Non-invasive analysis of cardiac function
Left ventricular dimensions and cardiac function were assessed by echocardiography (Vevo770 imaging system) before mice were killed. Mice were anesthetized with isoflurane, and M-mode images at the level of the papillary muscles were obtained to measure the LVPWd, LVEF and FS. Pulsed-wave Doppler echocardiography was recorded to measure the E/A ratio.
Transmission electron microscopy
Freshly dissected heart tissues were cut into 1-mm cubes and immersion-fixed with 2.5% glutaraldehyde overnight at 4°C, post-fixed with 1% buffered osmium tetroxide, and dehydrated in a series of graded ethanol concentrations. Specimens were double-immersed in uranyl acetate. The tissues were sectioned into 90-nm-thick slices with an LKB-8800 ultramicrotome (LKB-Produkter AB, Bromma, Sweden) and were examined by electron microscopy (model JEM-1200EX, Jeol Jem, Tokyo).
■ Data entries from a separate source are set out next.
PR #115, opened 2024-05-22
Don't mutate class attribute

dandavison:
- Don't mutate class attribute
- Comment out unused imports

### DIFF
--- a/encryption/codec.py
+++ b/encryption/codec.py
@@ -1,4 +1,3 @@
-import base64
 import os
 from typing import Iterable, List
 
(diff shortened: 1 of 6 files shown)


cretz (approved):

cretz:
@dandavison - the CI issue is caused by `macos-latest` now pointing to `macos-14` which is arm instead of intel. The fix is probably to use `actions/setup-python@v4` instead of `actions/setup-python@v1`, set `macos-intel` and `macos-arm` as `macos-12` and `macos-14` respectively, and disable 3.8 for `macos-arm`. See https://github.com/temporalio/sdk-python/pull/506. Can be done in this PR or in a separate one your choice (or work can just be put on the backlog if time is limited).

dandavison:
> the CI issue is caused...

Thanks! Opened https://github.com/temporalio/samples-python/issues/117 for that.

Histology and immunohistochemistry
Myocardium samples were fixed with 4% paraformaldehyde for 24 h and then embedded in paraffin. Serial sections of 5 μm were cut and placed on polylysine-coated glass slides. Masson’s trichrome, Sirius red, and hematoxylin-eosin staining were performed according to the manufacturers’ instructions. Immunohistochemical staining for collagen I and III, and TGF-β1 were carried out with the SABC kit (Zhongshan, Beijing, China). The tissue sections were incubated with primary antibodies overnight at 4°C. Secondary antibody application and color development were performed according to the manufacturers' protocols. Data were analyzed in ImageProPlus6.0 (Media Cybernetics).
Statistical analysis
The results shown are from at least three independent experiments. Data are expressed as the mean ± SD. The statistical significance was determined by one-way analysis of variance, followed by Tukey’s post hoc test (SPSS statistical software package, version 16.0, SPSS, Chicago, IL, USA). A P value less than 0.05 was considered statistically significant.
ACKNOWLEDGMENTS
This work was supported by the National 973 Basic Research Program of China (No. 2012CB518603), the National Natural Science Foundation of China (No. 81302939), the Natural Science Foundation of Shandong Province (No. ZR2013HQ057), the Medical Science and Technology Development Plan of Shandong Province (No. 2014WS0147, No. 2014WS0416), Shandong Province outstanding young scientists research award fund (Dr) (No. BS2015YY026), and China Postdoctoral Science Foundation (No. 2015M572055).
CONFLICTS OF INTEREST
The authors disclose no potential conflicts of interest.